Test string: [1997,Ford,E350,"Super, luxurious truck"] Items: [1997] [Ford] [E350] [Super, luxurious truck]Fields with embedded double-quote characters must be enclosed within double-quote characters, and each of the embedded double-quote characters must be represented by a pair of double-quote characters.

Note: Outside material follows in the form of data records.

PR #3134, opened 2025-09-12
Log insufficient_privilege errors at the warning level

alco:
Logging them at the error level spams our sentry with alerts that aren't actionable.


alco:
@magnetised I wrote one user affected by this but never got a response.

The whole issue might have been constrainted to the Shape Explorer creating shapes for any table you click on. It has since been changed to only show tables that the user is the owner of.

alco:
This hasn't been a problem after we have passed the phase where those issues were first seen on Sentry an caused repeated Rootly alerts. And I don't like this implementation, it needs a revisit. Closing this for now.

PR #2584, opened 2025-04-10
docs: sketch out walkthrough tutorials concept.

thruflo:
https://deploy-preview-2584--electric-next.netlify.app/docs/walkthroughs/

PR #3138, opened 2025-09-12
docs: sync stacks page.

thruflo:
Was starting on the tutorial and went back and checked the previous "Sync busters!" concept in https://github.com/electric-sql/electric/pull/2584 in case it had anything useful to keep / port over. Played with it and ended up converting into this "Sync stacks" page. 

The idea is to have a page that emphasises "composable" + "recommend TanStack DB" and has the common content we often relay about choice of stack / options / what's best for app dev, how do TanStack DB and PGlite relate etc.

=> https://deploy-preview-3138--electric-next.netlify.app/docs/stacks

I would envisage publishing alongside the new Quickstart and Tutorial, below the Tutorial in the left hand nav. Sharing early / separately because (a) it's largely self-contained and (b) for feedback around whether this page adds value/clarity or reduces it.


watadarkstar:
@thruflo Some feedback if I may:

- In the "Sync stacks" section, are you referring to the entire stack or just a specific part of it? I’m still a bit confused — is it TanStack DB OR Phoenix OR PgLite OR Yjs, or is it meant to be an AND in that section?
- I personally think the "Sync stacks" sub-section creates more confusion and can be removed. Or maybe rename this section to something more clear, but I can't think of a good name for this section yet. However, I feel like the page is better without this section and stands on its own.
- I also would love to know which technology is meant for which part of the stack i.e. TanstackDB is for the client. PGLite is for the database? Pheonix is for the backend (but also what part, the proxy? the sync engine?)
- Also may want to name drop Elecrtic Cloud for the backend sync engine somewhere on this page

Other thoughts:

- I'd also love a section on recommending a cloud provider for the database i.e. Supabase or Railway but also being clear that any PG database would work as long as it has replica permissions, etc. I personally struggled with Railway and ElectricSQL 
- Also a section on a recommendation for the Proxy i.e. Next.js or Express but also being clear that any HTTP endpoint would work (as far as I understand)

Just suggestions, thanks again for the great work your doing! I ❤️ ElectricSQL!

Screenshot 2025-09-14 at 10 51 21 AM

thruflo:
Thanks @watadarkstar have tried to address (without entirely re-engineering -- I've left the sync stacks summary section there but have tried to make it clearer what's in the stacks so it's less confusing).

PR #3141, opened 2025-09-16
feat(sync-service): Improve performance of LRU shape expiry

robacourt:
Turbo.ai have been seeing 2-8s latency on requests when the number of shapes exceeds the maximum number of shapes and LRU expiry kicks in. This is due to the shape cache process being blocked while the expiry happens, which can take a few seconds.

This PR moves expiry out of the ShapeCache process and into a new ExpiryManager process. When a new shape is added, the ShapeCache calls `ExpiryManager.notify_new_shape_added/1` which is non-blocking and debounced, and if max_shapes has been set, triggers finding the LRU shapes and expiring them.

### DIFF
--- a/packages/sync-service/lib/electric/replication/supervisor.ex
+++ b/packages/sync-service/lib/electric/replication/supervisor.ex
@@ -47,7 +47,8 @@ defmodule Electric.Replication.Supervisor do
       publication_manager,
       consumer_supervisor,
       shape_cache,
-      schema_reconciler
+      schema_reconciler,
+      {Electric.ShapeCache.ExpiryManager, stack_id: opts[:stack_id]}
     ]
 
     Supervisor.init(children, strategy: :one_for_all)
--- a/packages/sync-service/lib/electric/replication/supervisor.ex
+++ b/packages/sync-service/lib/electric/replication/supervisor.ex
@@ -37,6 +37,7 @@ defmodule Electric.Replication.Supervisor do
     consumer_supervisor = Keyword.fetch!(opts, :consumer_supervisor)
     shape_cache = Keyword.fetch!(opts, :shape_cache)
     schema_reconciler = Keyword.fetch!(opts, :schema_reconciler)
+    expiry_manager = Keyword.fetch!(opts, :expiry_manager)
     stack_id = Keyword.fetch!(opts, :stack_id)
 
     children = [
@@ -48,7 +49,7 @@ defmodule Electric.Replication.Supervisor do
       consumer_supervisor,
       shape_cache,
       schema_reconciler,
-      {Electric.ShapeCache.ExpiryManager, stack_id: opts[:stack_id]}
+      expiry_manager
     ]
 
     Supervisor.init(children, strategy: :one_for_all)
--- a/packages/sync-service/lib/electric/shape_cache/expiry_manager.ex
+++ b/packages/sync-service/lib/electric/shape_cache/expiry_manager.ex
@@ -3,6 +3,7 @@ defmodule Electric.ShapeCache.ExpiryManager do
 
   @schema NimbleOptions.new!(
             stack_id: [type: :string, required: true],
+            shape_status: [type: :mod_arg, required: true],
             max_shapes: [type: {:or, [:non_neg_integer, nil]}, default: nil]
           )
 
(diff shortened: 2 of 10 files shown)


balegas:
This sounds good. Deleting the files will be handled at `ExpiryShapeManager` speed and off-the-critical path.

packages/sync-service/lib/electric/shape_cache/expiry_manager.ex
```diff
@@ -0,0 +1,142 @@
...
+      OpenTelemetry.with_span(
+        "expiry_manager.expire_shapes",
+        [
+          max_shapes: max_shapes,
+          shape_count: shape_count,
+          number_to_expire: number_to_expire
+        ],
+        fn ->
+          shapes_to_expire
+          |> Enum.each(fn shape -> expire_shape(shape, state) end)
```
alco, line 87: Is it safe to replace this with `Task.async_stream()`? It is worth expiring shapes in parallel with max concurrency set to e.g. 10-20.

alco (approved):
Lovely !

packages/sync-service/lib/electric/replication/supervisor.ex
```diff
@@ -47,7 +48,8 @@ defmodule Electric.Replication.Supervisor do
       publication_manager,
       consumer_supervisor,
       shape_cache,
-      schema_reconciler
+      schema_reconciler,
+      expiry_manager
```
alco: Forgot to mention one thing: is there any harm in moving the startup of this process to happen before schema_cache?

SchemaCache restores shapes inside its `init()` callback and then notifes the shape log collector, at which point the stack becomes ready and shape requests start being served. We might get a new shape request when we're already at max_shapes and the expiry manager hasn't started yet.

balegas:
A couple of comments after discussion:
- we want to add a bit of headroom whenever we clear shapes. So instead of bringing back the number of shapes to the max limit. We'll add a second variable which is the target number of shapes after a cleanup
- In the telemetry we want to know the number of shapes we've cleaned up and the duration of a cleaning round. This will allow us to analyze if things are slow because they are slow, or just because we're deleting lots of shapes

We had a discussion about we're sending a message to the ExpiryManager on every new shape to check if we need to cleanup vs. making the cleanup run periodically. There are trade-offs, but we expect that the number of new shapes not to be that large that would become an issue. It does seem that we should have a reasonable debouncing window for checking number of shapes if the counting of shapes is a bit compute intensive.

alco:
@balegas @robacourt 

> It does seem that we should have a reasonable debouncing window for checking number of shapes if the counting of shapes is a bit compute intensive.

If ExpiryManager gets a message for each new shape, let's make it keep the running count of shapes in its state, just for its internal use. Then it won't need to go through the list of all shapes ever after doing that once during initialization.

packages/sync-service/lib/electric/replication/supervisor.ex
robacourt: done

balegas:
I thought about that too, but I was not sure if we deleted shapes in any other way like 409s etc, that would not go through this code path

packages/sync-service/lib/electric/shape_cache/expiry_manager.ex
robacourt: will look at in another PR

robacourt:
> * we want to add a bit of headroom whenever we clear shapes. So instead of bringing back the number of shapes to the max limit. We'll add a second variable which is the target number of shapes after a cleanup

I've added `ELECTRIC_EXPERIMENTAL_EXPIRY_RATIO` with a default of 0.2

> * In the telemetry we want to know the number of shapes we've cleaned up and the duration of a cleaning round. This will allow us to analyze if things are slow because they are slow, or just because we're deleting lots of shapes

yup, that's in there

> We had a discussion about we're sending a message to the ExpiryManager on every new shape to check if we need to cleanup vs. making the cleanup run periodically. There are trade-offs, but we expect that the number of new shapes not to be that large that would become an issue. It does seem that we should have a reasonable debouncing window for checking number of shapes if the counting of shapes is a bit compute intensive.

I've added a `recheck_delay_ms` of 1 second so the count will not be checked more than once a second. This is useful on top of debouncing when under the number of shapes is less than the max_shapes.

Issue #2783, opened 2025-05-26
Fire stack events as part of `StatusMonitor` state transitions


msfstef:
While working on https://github.com/electric-sql/electric/pull/2781 to fix an issue where we would sometimes omit to fire a `:ready` stack event message when the replication client alone recovered from a disconnection, @alco and I discussed and noticed that the separation between `StatusMonitor`'s state and the stack events can be confusing.

The suggestion here is to essentially move most of the important stack events to be fired from within `StatusMonitor` so that they are consistent with Electric's actual status and behaviour (health check + responses).

This could be in the form of monitoring internal state transitions and firing stack events for particular ones that we already fire events for, but this requires some investigation.

PR #3277, opened 2025-10-13
Dispatch the "scaled_down_database_connections" stack event from Restarter

alco:


alco:
> I do want to point to #2783 as we might potentially want to move more stack events to the status monitor (including this one) rather than spread them out throughout the code base.

I'm refraining from doing this change here because currently we don't have any stack events dispatched from StatusMonitor.  Before this change, all stack events are dispatched from Connection.Manager. I can adjust my change in one of these two ways to keep the dispatch contained to the connection manager:
- call `Electric.StackSupervisor.dispatch_stack_event(()` from `Connection.Manager.Supervisor.stop_connection_manager()`
- add a custom call in `Connection.Manager` that will dispatch this event and then ask the supervisor to shut itself down like it's currently done in `Connection.Manager.dispatch_fatal_error_and_shutdown()`.

msfstef:
@alco I think we can keep this exactly as is, but mostly mentioned it in that it seems like we might want to look at moving stack events to status monitor in a separate PR

PR #3282, opened 2025-10-14
feat(sync-service): Expire excess shapes

robacourt:


robacourt:
> Nice!
> 
> Does this render the batch expiry size obsolete?

Yes, but I've not removed it yet to not break backwards compatibility. I need to remove it from the cloud UI first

Test string: [1997,Ford,E350,"Super, ""luxurious"" truck"] Items: [1997] [Ford] [E350] [Super, "luxurious" truck]Fields with embedded line breaks must be enclosed within double-quote characters.
Test string: [1997,Ford,E350,"Go get one now they are going fast"] Items: [1997] [Ford] [E350] [Go get one now they are going fast]In CSV implementations that trim leading or trailing spaces, fields with such spaces must be enclosed within double-quote characters.
Test string: [1997,Ford,E350," Super luxurious truck "] Items: [1997] [Ford] [E350] [ Super luxurious truck ]Fields may always be enclosed within double-quote characters, whether necessary or not.
Test string: ["1997","Ford","E350"] Items: [1997] [Ford] [E350]Testing code:
var
SL: TStringList;
rule: string;
function GetItemsText: string;
var
i: Integer;
begin
for i := 0 to SL.Count - 1 do
Result := Result + '[' + SL[i] + '] ';
end;
procedure Test(TestStr: string);
begin
SL.DelimitedText := TestStr;
Writeln(rule + sLineBreak, 'Test string: [', TestStr + ']' + sLineBreak,
'Items: ' + GetItemsText + sLineBreak);
end;
begin
SL := TStringList.Create;
SL.Delimiter := ','; // default, but ";" is used with some locales
SL.QuoteChar := '"'; // default
SL.StrictDelimiter := True; // required: strings are separated *only* by Delimiter
rule := 'Spaces are considered part of a field and should not be ignored.';
Test('1997, Ford , E350');
rule := 'Fields with embedded commas must be enclosed within double-quote characters.';
Test('1997,Ford,E350,"Super, luxurious truck"');
rule := 'Fields with embedded double-quote characters must be enclosed within double-quote characters, and each of the embedded double-quote characters must be represented by a pair of double-quote characters.';
Test('1997,Ford,E350,"Super, ""luxurious"" truck"');
rule := 'Fields with embedded line breaks must be enclosed within double-quote characters.';
Test('1997,Ford,E350,"Go get one now'#10#13'they are going fast"');
rule := 'In CSV implementations that trim leading or trailing spaces, fields with such spaces must be enclosed within double-quote characters.';
Test('1997,Ford,E350," Super luxurious truck "');
rule := 'Fields may always be enclosed within double-quote characters, whether necessary or not.';
Test('"1997","Ford","E350"');
SL.Free;
end;
If you've read it all, the question was :), what are "TStringList splitting bugs?"Not much... One is that, these bugs show up rarely with test data, but not so rarely in real world.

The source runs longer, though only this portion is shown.